• WHAT YOU WILL DO
Every line of the data needs to be returned exactly.

Start of EXTRACTED INFORMATION

PR #35, opened 2020-07-28
Tzirliya development

Tzirliya:
Some unit tests are added to test TaskData and TaskController. (More will be added in the future.) Many small bugs were found and fixed in the task classes.


src/main/java/com/rtb/projectmanagementtool/task/TaskData.java
```diff
@@ -42,17 +43,29 @@ public TaskData(Entity entity) {
...
     name = (String) entity.getProperty("name");
     description = (String) entity.getProperty("description");
-    status = (Status) entity.getProperty("status");
-    users = (HashSet<Long>) entity.getProperty("users");
-    subtasks = (HashSet<Long>) entity.getProperty("subtasks");
+    status = Status.valueOf((String) entity.getProperty("status"));
+    try {
+      users = new HashSet<Long>((ArrayList<Long>) entity.getProperty("users"));
+    } catch (ClassCastException e) {
+      users = (HashSet<Long>) entity.getProperty("users");
```
jcespejo, line 50: I'm curious about which scenarios where the first one would fail, but the second would be ok?  IIUC the datastore schema would hold the same data type (unless if you change), which I think would mean there wouldn't be a scenario where the same Property would be 2 different types (an ArrayList and a HashSet)?

src/main/java/com/rtb/projectmanagementtool/task/TaskData.java
```diff
@@ -113,4 +126,39 @@ public void setUsers(HashSet<Long> users) {
   public void setSubtasks(HashSet<Long> subtasks) {
     this.subtasks = subtasks;
   }
+
+  @Override
+  public int compareTo(TaskData task) {
+    long dif = this.taskID - task.taskID;
```
jcespejo, line 132: nit:  you can cast here just to avoid having to do the next line.

src/main/java/com/rtb/projectmanagementtool/task/TaskController.java
```diff
@@ -16,14 +16,13 @@
 /** Class controlling the TaskData object. */
 public final class TaskController {
 
-  private HashSet<TaskData> tasks;
+  private DatastoreService datastore;
```
jcespejo, line 19: Good move removing the `tasks` member since the controller doesn't currently need to keep track of state anyways. (It can be added later on if there's a good use case for holding on to it).

I would suggest moving the Datastore ownership out of this class though, or at least initialize it with a copy from outside.  For some database engines, each instance of these would normally hold on to a connection to the database.  Meaning multiple instances would create multiple open connections.  Normally it would be best practice for applications to hold on to one open connection and share it throughout the application (by passing it around as params).  This saves resources by minimizing unneeded open connections.  It also ensures all usage are connected to the same exact database (in cases where you have multiple databases available to connect to).

src/test/java/com/rtb/projectmanagementtool/task/TaskTest.java
```diff
@@ -0,0 +1,259 @@
...
+
+  @Test
+  public void testGetTasksFromEmptyDs() {
+    DatastoreService ds = DatastoreServiceFactory.getDatastoreService();
+
+    // Assert no task entities are found
+    Assert.assertEquals(0, ds.prepare(new Query("Task")).countEntities(withLimit(10)));
+
+    // Get task entities with TaskController
+    TaskController taskController = new TaskController();
```
jcespejo, line 182: I think this helps illustrate why moving the Datastore out of TaskController could be good.  The way you have it here right now, the test in line 179 is using a different instance of Datastore than the one that's inside of TaskController.  In this instance they both connect to the same database (since the API takes care of that detail), but if you were using a different database engine, it could be possible for the one DS to connect to an entirely different database than the other.  (A common example would be where one connects to a Test database and the other connects to a Prod database).

src/test/java/com/rtb/projectmanagementtool/task/TaskTest.java
```diff
@@ -0,0 +1,259 @@
...
+import java.util.Arrays;
+import java.util.Collections;
+import java.util.HashSet;
+import org.junit.After;
+import org.junit.Assert;
+import org.junit.Before;
+import org.junit.Test;
+
+/** Class testing tasks */
+public class TaskTest {
```
jcespejo, line 20: nit:  I would suggest separating the TaskData tests from the TaskController tests

src/main/java/com/rtb/projectmanagementtool/task/TaskData.java
Tzirliya: It's because while testing, I would create an entity from scratch using HashSets and transform it to a TaskData object without putting it on datastore. Therefore, it wouldn't become an ArrayList and would remain a HashSet. Would it be better to change the test so that an entity was created with an ArrayList? Or, should I put the entity in datastore first so that datastore would transform it for me? Or, should I leave it the way it is, with the TaskData class taking care of either option?

jcespejo: I see what you mean.  Generally you'd want your test to behave as close to prod behavior as possible.  If prod has entities with ArrayLists on them, you should also put together your tests to work with ArrayLists.  This will allow you to exercise your list->set conversion.  It'll also prevent you from having test-only code in your prod code.

Alternative approach would be to switch to ArrayList all together. This will make your Data more closely mimic what the actual DataStore data looks like.  Although you do lose the convenience of quickly looking up individual values from the set.  If you see yourself having to lookup specific values from the list/set, it could be worth it to do this extra conversion to Set.  If most of the time though you'll be iterating the whole list, maybe keep it as a List then only convert to Set when needed.

Tzirliya: I think that the majority of actions performed on users and subtasks would be iterating, adding, and removing. In that case, an ArrayList would probably be easier to work with overall.

jcespejo: I'm curious, can you elaborate a bit more on your thoughts regarding set vs. list?  (convenience, performance, efficiency, storage, etc..)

End of EXTRACTED INFORMATION

• SOLUTION FOR THIS PROBLEM
PR #35, opened 2020-07-28
Tzirliya development

Tzirliya:
Some unit tests are added to test TaskData and TaskController. (More will be added in the future.) Many small bugs were found and fixed in the task classes.


src/main/java/com/rtb/projectmanagementtool/task/TaskData.java
```diff
@@ -42,17 +43,29 @@ public TaskData(Entity entity) {
...
     name = (String) entity.getProperty("name");
     description = (String) entity.getProperty("description");
-    status = (Status) entity.getProperty("status");
-    users = (HashSet<Long>) entity.getProperty("users");
-    subtasks = (HashSet<Long>) entity.getProperty("subtasks");
+    status = Status.valueOf((String) entity.getProperty("status"));
+    try {
+      users = new HashSet<Long>((ArrayList<Long>) entity.getProperty("users"));
+    } catch (ClassCastException e) {
+      users = (HashSet<Long>) entity.getProperty("users");
```
jcespejo, line 50: I'm curious about which scenarios where the first one would fail, but the second would be ok?  IIUC the datastore schema would hold the same data type (unless if you change), which I think would mean there wouldn't be a scenario where the same Property would be 2 different types (an ArrayList and a HashSet)?

src/main/java/com/rtb/projectmanagementtool/task/TaskData.java
```diff
@@ -113,4 +126,39 @@ public void setUsers(HashSet<Long> users) {
   public void setSubtasks(HashSet<Long> subtasks) {
     this.subtasks = subtasks;
   }
+
+  @Override
+  public int compareTo(TaskData task) {
+    long dif = this.taskID - task.taskID;
```
jcespejo, line 132: nit:  you can cast here just to avoid having to do the next line.

src/main/java/com/rtb/projectmanagementtool/task/TaskController.java
```diff
@@ -16,14 +16,13 @@
 /** Class controlling the TaskData object. */
 public final class TaskController {
 
-  private HashSet<TaskData> tasks;
+  private DatastoreService datastore;
```
jcespejo, line 19: Good move removing the `tasks` member since the controller doesn't currently need to keep track of state anyways. (It can be added later on if there's a good use case for holding on to it).

I would suggest moving the Datastore ownership out of this class though, or at least initialize it with a copy from outside.  For some database engines, each instance of these would normally hold on to a connection to the database.  Meaning multiple instances would create multiple open connections.  Normally it would be best practice for applications to hold on to one open connection and share it throughout the application (by passing it around as params).  This saves resources by minimizing unneeded open connections.  It also ensures all usage are connected to the same exact database (in cases where you have multiple databases available to connect to).

src/test/java/com/rtb/projectmanagementtool/task/TaskTest.java
```diff
@@ -0,0 +1,259 @@
...
+
+  @Test
+  public void testGetTasksFromEmptyDs() {
+    DatastoreService ds = DatastoreServiceFactory.getDatastoreService();
+
+    // Assert no task entities are found
+    Assert.assertEquals(0, ds.prepare(new Query("Task")).countEntities(withLimit(10)));
+
+    // Get task entities with TaskController
+    TaskController taskController = new TaskController();
```
jcespejo, line 182: I think this helps illustrate why moving the Datastore out of TaskController could be good.  The way you have it here right now, the test in line 179 is using a different instance of Datastore than the one that's inside of TaskController.  In this instance they both connect to the same database (since the API takes care of that detail), but if you were using a different database engine, it could be possible for the one DS to connect to an entirely different database than the other.  (A common example would be where one connects to a Test database and the other connects to a Prod database).

src/test/java/com/rtb/projectmanagementtool/task/TaskTest.java
```diff
@@ -0,0 +1,259 @@
...
+import java.util.Arrays;
+import java.util.Collections;
+import java.util.HashSet;
+import org.junit.After;
+import org.junit.Assert;
+import org.junit.Before;
+import org.junit.Test;
+
+/** Class testing tasks */
+public class TaskTest {
```
jcespejo, line 20: nit:  I would suggest separating the TaskData tests from the TaskController tests

src/main/java/com/rtb/projectmanagementtool/task/TaskData.java
Tzirliya: It's because while testing, I would create an entity from scratch using HashSets and transform it to a TaskData object without putting it on datastore. Therefore, it wouldn't become an ArrayList and would remain a HashSet. Would it be better to change the test so that an entity was created with an ArrayList? Or, should I put the entity in datastore first so that datastore would transform it for me? Or, should I leave it the way it is, with the TaskData class taking care of either option?

jcespejo: I see what you mean.  Generally you'd want your test to behave as close to prod behavior as possible.  If prod has entities with ArrayLists on them, you should also put together your tests to work with ArrayLists.  This will allow you to exercise your list->set conversion.  It'll also prevent you from having test-only code in your prod code.

Alternative approach would be to switch to ArrayList all together. This will make your Data more closely mimic what the actual DataStore data looks like.  Although you do lose the convenience of quickly looking up individual values from the set.  If you see yourself having to lookup specific values from the list/set, it could be worth it to do this extra conversion to Set.  If most of the time though you'll be iterating the whole list, maybe keep it as a List then only convert to Set when needed.

Tzirliya: I think that the majority of actions performed on users and subtasks would be iterating, adding, and removing. In that case, an ArrayList would probably be easier to work with overall.

jcespejo: I'm curious, can you elaborate a bit more on your thoughts regarding set vs. list?  (convenience, performance, efficiency, storage, etc..)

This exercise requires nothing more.